Appirio as a Case Study

Our own infrastructure at Appirio reflects the trend – the serverless enterprise. Let’s look at our lineup of “software”:
• Salesforce.com out-of-the-box – sales automation, tech support cases, contact management
• Salesforce.com as a custom development platform - recruiting management, professional services automation, IT asset management
• Google Apps – email, calendar, advertising, blog, website analytics, Jotspot wiki
• Quickbooks Online – financials
• Meebo/Skype/LiveOffice –instant messaging and telephony
• KTBS Online, BlueCross BlueShield Portal – integrated payroll and benefits


Our hardware, network, and software cost is essentially zero. We pay nothing for our collaboration infrastructure, and reasonable costs for the services our transactional systems provide. Our costs ramp smoothly - we pay for additional capabilities as we use them. We never invest upfront, hoping for some future value. Benefits come in real time.

Our core infrastructure is built to scale. Nothing will need to be swapped out as we grow except perhaps financials (would love to see Quickbooks use SaaS to finally move up market). We do not deploy a single server, our IT costs are tiny, and we spend relatively more on cutting edge solutions that directly improve our business.

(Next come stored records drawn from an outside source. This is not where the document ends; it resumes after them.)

PR #742, opened 2021-04-12
chain: fix alignment of atomic integers in bitcoind conn struct

wpaulino:
As reported by https://github.com/lightningnetwork/lnd/issues/5196, the
new atomic integer isn't properly aligned which can caus panics on
32-bit operating systems.. Tof fix this issue, we move the 64-bit
integer to lay after the two 32-bit integers at the top of the struct.


Roasbeef (approved):
LGTM 🍀

PR #743, opened 2021-04-15
waddrmgr+wallet: allow account import for simnet wallets

wpaulino:
Simnet was previously left out as it didn't have defined HD versions for some of our key scopes. To allow testing importing accounts into simnet wallets, we fall back to use the mainnet HD versions.

This commit also addresses an issue with simnet wallets that would arise whenever ScopedKeyManager.AccountProperties was invoked:
`failed to retrieve account public key: unsupported net SimNet`

### DIFF
--- a/wallet/import.go
+++ b/wallet/import.go
@@ -37,7 +37,9 @@ func keyScopeFromPubKey(pubKey *hdkeychain.ExtendedKey,
 	// force the standard BIP-0049 derivation scheme (nested witness pubkeys
 	// everywhere), while a witness address type will force the standard
 	// BIP-0084 derivation scheme.
-	case waddrmgr.HDVersionMainNetBIP0044, waddrmgr.HDVersionTestNetBIP0044:
+	case waddrmgr.HDVersionMainNetBIP0044, waddrmgr.HDVersionTestNetBIP0044,
+		waddrmgr.HDVersionSimNetBIP0044:
+
 		if addrType == nil {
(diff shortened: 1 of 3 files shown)


wpaulino:
cc @Roasbeef

wallet/import.go
```diff
@@ -111,6 +113,15 @@ func (w *Wallet) isPubKeyForNet(pubKey *hdkeychain.ExtendedKey) bool {
 			version == waddrmgr.HDVersionTestNetBIP0049 ||
 			version == waddrmgr.HDVersionTestNetBIP0084
 
+	// For simnet, we'll also allow the mainnet versions since simnet
+	// doesn't have defined versions for some of our key scopes, and the
+	// mainnet versions are usually used as the default regardless of the
+	// network/key scope.
+	case wire.SimNet:
```
Roasbeef, line 120: Why not use the testnet here? IIUC, regtest wasn't affected by this as it fell through to the case above (OG testnet net magic).

Roasbeef (changes requested):

Roasbeef (approved):
LGTM 🦖

Roasbeef:
```
--- FAIL: TestPrunedBlockDispatcherMultipleQueryPeers (5.00s)
    pruned_block_dispatcher_test.go:497: expected nil err to signal completion
```

wpaulino:
Might be a one-off flake? Haven't seen it in #744 or locally.

PR #744, opened 2021-04-16
chain: implement GetNodeAddresses fallback for PrunedBlockDispatcher

wpaulino:
It's possible for bitcoind instances to only have connections to pruned nodes after its initial block download, which are incompatible with the PrunedBlockDispatcher. This would result in GetBlock requests for pruned blocks to never resolve. Since bitcoind also exposes a GetNodeAddresses RPC, which returns random reachable addresses from its address manager, we can leverage it to obtain a new candidate set of peers that we otherwise wouldn't obtain through GetPeers.

### DIFF
--- a/chain/pruned_block_dispatcher.go
+++ b/chain/pruned_block_dispatcher.go
@@ -99,6 +99,11 @@ type PrunedBlockDispatcherConfig struct {
 	// GetPeers retrieves the active set of peers known to the backend node.
 	GetPeers func() ([]btcjson.GetPeerInfoResult, error)
 
+	// GetNodeAddresses returns random reachable addresses known to the
+	// backend node. An optional number of addresses to return can be
+	// provided, otherwise 8 are returned by default.
+	GetNodeAddresses func(*int32) ([]btcjson.GetNodeAddressesResult, error)
+
 	// PeerReadyTimeout is the amount of time we'll wait for a query peer to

Implications for the Enterprise CIO

Appirio’s approach offers lessons to even a large enterprise. Even if you use a standard software selection matrix for each category, weighing pros versus cons and costs versus value for each choice, in almost every category, the SaaS solution is far superior. This is especially true when collaboration is a requirement. Consider two extremes - if you had to provide an email solution for 10 million people, would you trust Google or try to build it yourself on an Exchange instance? At the other end of the spectrum, can you imagine implementing and rolling out Siebel on-premise for a salesforce of one?

At either end of the spectrum, software-as-a-service is a clear winner. We believe the models make sense for almost any company. The real challenge is not in deciding if SaaS is the right approach, but in figuring out where should you start, and how to reduce the switching costs.

Keep on the lookout for how small, successful companies are scaling up their IT. The future of the serverless enterprise is already here - its just not evenly distributed (with apologies to William Gibson).